Is there a generalization of Fermat Stationary point Theorem for such functionals? I know that in $\mathbb{R}^N$ this is a classical result, but in other spaces?
 A: If you assume in addition that $f$ is Frechet-differentiable at $x_0$, then it follows that all the directional derivatives vanish. To prove this, fix a direction $v\in E$, and define the map $\lambda : \Bbb{R} \to E$ by
\begin{align}
\lambda(t) = x_0 + tv
\end{align}
Since $f$ is assumed to have a local minimum at $x_0$, it follows that $f \circ \lambda$ has a local minimum at $0$. Since $f$ is Frechet-differentiable at $x_0$ by assumption, and $\lambda$ is Frechet differentiable everywhere (it is affine), it follows by the chain rule that the composite mapping $f \circ \lambda$ is differentiable at $0$. Hence, by the single variable version of the theorem, it follows that
\begin{align}
(f \circ \lambda)'(0) = 0.
\end{align}
The LHS is precisely the directional derivative you wish to show is zero.

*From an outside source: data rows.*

PR #375, opened 2023-10-20
Update Event Listener Format

collindutter:


griptape/events/__init__.py
```diff
@@ -20,5 +21,7 @@
     "FinishPromptEvent",
     "StartStructureRunEvent",
     "FinishStructureRunEvent",
-    "CompletionChunkEvent"
+    "CompletionChunkEvent",
+
```
vachillo, line 25: extra space?

vachillo (approved):

griptape/events/__init__.py
collindutter: I intentionally added it for organization since Event Listener is a different thing than the Events. We do it in [other places](https://github.com/griptape-ai/griptape/blob/main/griptape/drivers/__init__.py) too.

Though once we merge in the autoformatter these intentional whitespaces are going to get annihilated lol.

griptape/structures/structure.py
```diff
@@ -143,25 +143,23 @@ def find_task(self, task_id: str) -> Optional[BaseTask]:
...
+    def publish_event(self, event: BaseEvent) -> None:
+        for event_listener in self.event_listeners:
+            handler = event_listener.handler
+            event_types = event_listener.event_types
+
+            if event_types is None:
+                handler(event)
+            else:
+                if type(event) in event_types:
+                    handler(event)
```
vasinov, line 161: Can be replaced with

```python
if event_types is None or type(event) in event_types:
    handler(event)
```

griptape/utils/stream.py
```diff
@@ -47,11 +47,10 @@ def run(self, *args) -> Iterator[TextArtifact]:
...
 
     def _run_structure(self, *args):
-        def event_handler(event):
+        def event_handler(event: BaseEvent):
             self._event_queue.put(event, True)
             self._event_queue.join()
 
-        self.structure.add_event_listener(CompletionChunkEvent, event_handler)
-        self.structure.add_event_listener(FinishStructureRunEvent, event_handler)
+        self.structure.add_event_listener(event_handler, [CompletionChunkEvent, FinishStructureRunEvent])
```
vasinov, line 54: So much cleaner!

vasinov (changes requested):

vasinov (approved):

PR #356, opened 2021-01-11
Migrate `AstRewriterBase` to PIG's `VisitorTransform`

alancai98:
Migrates `AstRewriterBase` to PIG's `VisitorTransform`.


dlurton (changes requested):
Overall LGTM (as it should since each commit was a previously reviewed PR!) but I think we need to add a `CompilerPipeline.addPreprocessingStep` overload for `PartiqlAst`.

dlurton (dismissed):
Actually, if you want you can do that `addProcessingStep` overload in a PR and merge this one.  Approving now so you have that option.

alancai98:
New commit
- moves `MetaStrippingRewriter` back to the `src` directory and adds a deprecation warning
- adds back `RewriterTestBase` and adds a deprecation warning
- deletes deprecation warnings from `ExprNodeExtensions`

I felt the `MetaStrippingRewriter` and `RewriterTestBase` additions/changes are needed (at least for now) to not break existing client code that may rely on those public APIs. Deprecation warnings were added to prevent further usage.

I deleted the deprecation warnings in `ExprNodeExtensions` because the functions are still in use by the `EvaluatingCompiler`. In the future when we deprecate `ExprNode`, we should deprecate the `ExprNodeExtensions` functions.

As for the `addProcessingStep` overload, I will make a separate PR to track that change since it may involve adding some additional deprecation warnings.

dlurton (approved):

You need the differentiability assumption on $f$, because otherwise it's not true. Let $E=\Bbb{R}$, and define $f(x) = |x|$. Then if $v \in \Bbb{R}$ is non-zero, only the one-sided limit exists, and equals $|v|$ (which is not zero).
A: Your (two-sided) directional derivative is zero whenever it exists.
This follows from
$$f(x_0 + \varepsilon \, v) \ge f(x_0)$$
whenever $|\varepsilon|$ is small.
Indeed, $\varepsilon \searrow 0$ implies $df(x_0;v) \ge 0$, whereas $\varepsilon \nearrow 0$ implies $df(x_0;v) \le 0$.